On July 2nd or 3rd of 1983, the Shawnee residence of Don Smith was broken into. Several items of personalty were missing, including several guns, a VCR unit, and the Smiths' Mercedes Benz automobile. The Mercedes was later located in Norman, badly burned and unrecognizable. One informant had later allegedly witnessed the appellant and another man in possession of the stolen guns. A second police informant had allegedly purchased guns from the appellant. Based upon the information provided by the police informants, a search warrant was procured for the search of the appellant's residence.

The appellant's residence was searched on July 12, 1983. Several officers were present when the search was conducted. As the officers approached the front door to the residence, they noticed a Mercedes Benz automobile battery sitting on the driveway. The battery was seized. The officers knocked on the door and announced that they were police officers and that they had a search warrant. No one answered the door, so the front door was forced open. Upon entering the residence, the officers were met by the appellant, standing near the front door, pointing a handgun at them. The appellant was arrested and he made several incriminating statements. There was conflicting testimony regarding whether the Miranda warnings 1 were read to the appellant prior to, or subsequent to, his incriminating statements. Several items were seized pursuant to the search of the residence. Later that evening, after being transported to the police station, several more incriminating statements were made by the appellant.

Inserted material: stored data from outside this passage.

PR #1109, opened 2015-04-01
Make IBA::compare() (and therefore idiff & oiiotool -diff) robust to NaN/Inf values

lgritz:
The way the comparisons were arranged, an image that had NaNs would not
notice that the NaN values were different between two images. Yikes!


fpsunflower:
LGTM

PR #1110, opened 2015-04-02
Another tweak IBA::compare() for nonfinite values

lgritz:
Make sure mismatched non-finite values are flagged as the biggest differences in the images, so you can find them right away.


fpsunflower:
LGTM

PR #1111, opened 2015-04-02
Squash testtex-induced NaNs

lgritz:
Working on some texture speedups, and image diffs are getting me down. Don't ask how, but this led me to finally find the place in testtex where the warp pattern ends up with NaN or Inf values in the texture coordinates. Changing a clamp does the trick, but then I need to update all the ref images that had the NaN/Inf values in them.


fpsunflower:
LGTM

lgritz:
Wait, it turns out that this transformation sucks -- it makes too much of the image a special case of the filter covering the whole image, and I'm worrying that this makes any benchmark timings not very representative. I'm going to need to change something.

lgritz:
Modified the transformation to something more to my liking. No need to re-review, it's the same idea, I just prefer the new layout of texture in the image.

PR #1114, opened 2015-04-09
Allow half and uint16 pixels directly in ImageCache tiles.

lgritz:
Previously we kept only uint8 or float tiles in the IC, everything else was automatically converted to internal storage as float, for texturing speed reasons (though at 2x cache space hit for 16-bit formats). This choice was based on benchmarks done a long time ago, and we suspected that after the recent SSE-based overhaul of the TS internals that the assumptions may no longer be valid. Indeed, they weren't.

This change allows half and uint16 files to store in their native format within ImageCache tiles, thus cutting their cache space pressure by half.

Also modification of all the places in TextureSystem where it assumed that IC tile pixels would be onlu uint8 or float (added cases for half and uint16).  By using SIMD conversion of those formats to float on-the-fly during texture filtering, we achieve uint16 speed identical to uint8 speed, half speed identical to uint8 speed when "f16c" CPU capability support is selected at build time, though slightly slower when no f16c instructions are available. In practice, the no-f16c path is 10% slower in texture math benchmarks, but this is not noticeable in real-world rendering benchmarks, more than made up for by improved chances of desired tiles being in cache.

There are a variety of supporting changes mixed in here:

* platform.h namespace safety improvements, and also addition of a runtime way to check certain CPU capabilities. (In the end, I didn't keep the texture-side code I was working on that used this change, but I would like to keep the platform-side changes, they may come in handy and I've already done the work.)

The appellant raises five assignments of error before this Court. Since we find the first assignment of error has merit, we dispose of the case on this ground alone.

In his first assignment of error, the appellant contends that the trial court erred in admitting into evidence the statements of the appellant made subsequent to his arrest. We agree. Initially, a review of the record indicates that the search warrant was executed by police officers who forced their way into the appellant's residence. The appellant was subsequently arrested in his residence following the officers' entry. The affidavit for the issuance of the search warrant was later held to be defective by a District Judge at a hearing on the motion to suppress. The affidavit was defective in its imprecise drafting and by its failure to state the reliability of the confidential informants. 2 Accordingly, the evidence obtained pursuant to the execution of the search warrant was suppressed.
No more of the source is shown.